12 years ago. Rating: 16 | |
he get accident when he on way to airport hit by car he knew i was very unhappy,, so he come to visit me
Big lesson learned here: Don't expect anybody to fulfill your life except yourself. Sounds like you (and I) took our identities from the man we were with instead of being ourselves. You are fortunate to be young enough to get your groove back. Be sad, but you seriously need to get a grip on yourself. You CAN live without him; it's just nicer with him there.

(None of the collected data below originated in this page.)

PR #577, opened 2026-06-18
fix: information on missing jobs + fix: missing submission on CLI arg + enhance "No channels found" message

okurz:
* feat: enhance "No channels found" skip log with details
* fix: handle missing single submissions gracefully
* fix: distinguish missing jobs in approval

### DIFF
--- a/openqabot/approver.py
+++ b/openqabot/approver.py
@@ -8,6 +8,7 @@ import operator
 import re
 import string
 from datetime import UTC, datetime, timedelta
+from enum import Enum, auto
 from functools import lru_cache
 from http import HTTPStatus
 from logging import getLogger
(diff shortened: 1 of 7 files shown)


openqabot/approver.py
```diff
@@ -403,20 +414,20 @@ def get_jobs(self, job_aggr: JobAggr, api: str, sub: int, submission_type: str |
 
     def get_submission_result(
         self, jobs: list[JobAggr], api: str, sub: int, submission_type: str | None = None
-    ) -> bool:
+    ) -> bool | None:
```
asmorodskyi: I have seen this in some other places as well and generally find this very confusing . Imo it is abuse of bool concept . boolean should be True or False . If you need 3 states just switch to int or enum

asmorodskyi (changes requested):

openqabot/approver.py
okurz: alright, enum it is

asmorodskyi (approved):
Nice !

Martchus (approved):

You do your time one day at a time...there are so many things yet to do!! You may not see this yet but it is true. Everything changes all the time...adversity in life surely makes us stronger and this, whether you like it or not is going to help make you stronger. Distance yourself by going elsewhere if you can...do a house swap with someone for awhile...take a much needed vacation if you are able...plan other things! Do it! Do life! Go! in Peace.
12 years ago. Rating: 16 | |
I felt like you do many years ago. It was terrible. I asked a smart woman for help and she did help me. "It takes time to feel better. Give it time, baby." The days went by and much time rolled on and in TIME I did feel better.
I drew pictures every day. That helped too.
Be well.
12 years ago. Rating: 13 | |
" You'll only start a "visious" cycle of (death) by doing something so "selfish" as to literally want to die! " after you die, just suppose some "kin" of yours decides to do the same, because they felt they couldn't live with out (YOU)? in thier life " (THINK)!!!! ABOUT IT. "
12 years ago. Rating: 13 | |
Just hang in there. Don't think about dying. It'll get better. I got my heart broken when I was in my 20s b/c my fiance' at the time backed out of marriage twice ! I found out in later years that he's sociopath, and that he never meant to marry me and that he never wanted kids. It was all a big lie to keep me from going away. He wasted my child bearing years. Now, he's 67, and he's never been married. He never moved out of his mother's house . Lived there till she died, then took the house over.